Pulsed Width Modulation is digital control of analog signals using digital-PWM as the signal controller. Most special function IC's today already include an on-chip PWM function as an added feature which makes design implementation easy (from an engineering perspective). PWM is a popular method of digitizing analog signal levels, and PWM is widely adopted because there’s a large reduction in system costs and overall power consumption. PWM uses high-resolution counters so that the duty cycle of a squarewave is modulated to encode a specific analog signal, at a specific level. The PWM signal stays digital because the total DC supply is either fully-on or fully-off, and the source of the voltage/current is supplied to the analog load by on-and-off pulses repeating over and over again in series formation. The on-time is the period at which the DC supply is applied to the load, the off time is the exact opposite, meaning the off-time is the period at which that same voltage/current supply is switched off.

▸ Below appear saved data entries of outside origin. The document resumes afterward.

PR #865, opened 2023-01-25
Add Optimism

kaladinlight:
- Added execution scripts to coin config for more complex run requirements
- Added additional deb dependencies to support building nodejs services
- Added L1 data fields as optimism adds an extra L1 execution fee on top of the standard L2 fees. This supports showing the extra L1 data in the ethereum specific payloads, as well as ensuring accurate fee calculation for transactions

Notes:
- I will need help validating the deb packages to ensure the exec scripts and logging are working as intended
- I have been unsuccessful in syncing an archive node to test internal tracing. Even in the stay synced mode against a full node, I was seeing `required historical state unavailable`, so I will have to see if the state pruning is handled differently in `l2geth`
- I just added the L1 data directly to the base ethereum types as optional as it seemed like it was going to be a lot of extra work to try and compose those in a dynamic manner based on blockchain type. Let me know your thoughts on this and if you want me to explore a different strategy
- The bedrock upgrade will be occurring by the end of Q1 most likely which will require some chain config updates FYI

image
image
image


martinboehm:
Cool! My initial comments:
1) I am worried that the modified ETH protobuf is not compatible with data stored in the database. Maybe it would be better to create specific protobuf definition for the L2 chains with own Pack/Unpack methods.
2) is it necessary to instal node during the build process? Could it be done for example by `postinst_script_template` after the package is deployed?

kaladinlight:
1. Good point, I didn't think about existing data and how decoding will work. I will do some testing around that just to see if possible and take a look at the possibility of overriding Pack/Unpack by chain as a cleaner alternative.
2. My thought was that it makes the build environment more flexible for future chains if needed without adding too much overhead and isn't a runtime container, so keeping it as slim as possible isn't as important. I haven't looked into the `postinst_script_template` as a potential solution though. I will check it out

kaladinlight:
Findings regarding point 1. The updated proto messsages appear to be backwards compatible based on my testing and lines up with the overview from the google dev docs:
>Because protocol buffers are used extensively across all manner of services at Google and data within them may persist for some time, maintaining backwards compatibility is crucial. Protocol buffers allow for the seamless support of changes, including the addition of new fields and the deletion of existing fields, to any protocol buffer without breaking existing services.

Based on this, would you still deem it important to create some separation between the various evm tx types at the db level?

kaladinlight:
I am having a hard time testing the post install script locally on my manjaro box, so I am going to try and spin up a vm and give it a go to confirm if that is a solid route to take.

PWM can encode any analog signal with proper bandwidth, another benefit to using PWM is that the signal output stays in its digital format all the way to the input of its analog load, meaning there's no need for digital-to-analog conversion. Keeping the signal in a digital format means the noise effects are kept to a bare minimum, and the only way noise can hamper a digital signal is if its large enough to change its logic state (logic-1 to a logic-0 or logic-0 to a logic-1) When the PWM signal reaches its analog load there are RC or LC circuits used to remove the modulating high frequency squarewave and reformat the signal back to analog.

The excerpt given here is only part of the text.